▶ [DATA FOR ANALYSIS]:

=== Section Start ===

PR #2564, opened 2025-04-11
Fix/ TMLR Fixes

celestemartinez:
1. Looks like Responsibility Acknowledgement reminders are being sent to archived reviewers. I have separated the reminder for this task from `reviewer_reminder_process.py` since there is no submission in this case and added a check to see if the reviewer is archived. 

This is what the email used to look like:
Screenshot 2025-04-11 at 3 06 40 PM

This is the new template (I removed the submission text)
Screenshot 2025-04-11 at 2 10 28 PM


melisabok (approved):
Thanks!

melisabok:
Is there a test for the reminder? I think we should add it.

=== Section End ===

▶ [EXERCISE]:
Set down, exactly and only, the lines running from the one holding "Screenshot 2025-04-11 at 3 06 40 PM" through the end of the records above, both ends included.

▶ [TASK ANSWER]:
Screenshot 2025-04-11 at 3 06 40 PM

This is the new template (I removed the submission text)
Screenshot 2025-04-11 at 2 10 28 PM


melisabok (approved):
Thanks!

melisabok:
Is there a test for the reminder? I think we should add it.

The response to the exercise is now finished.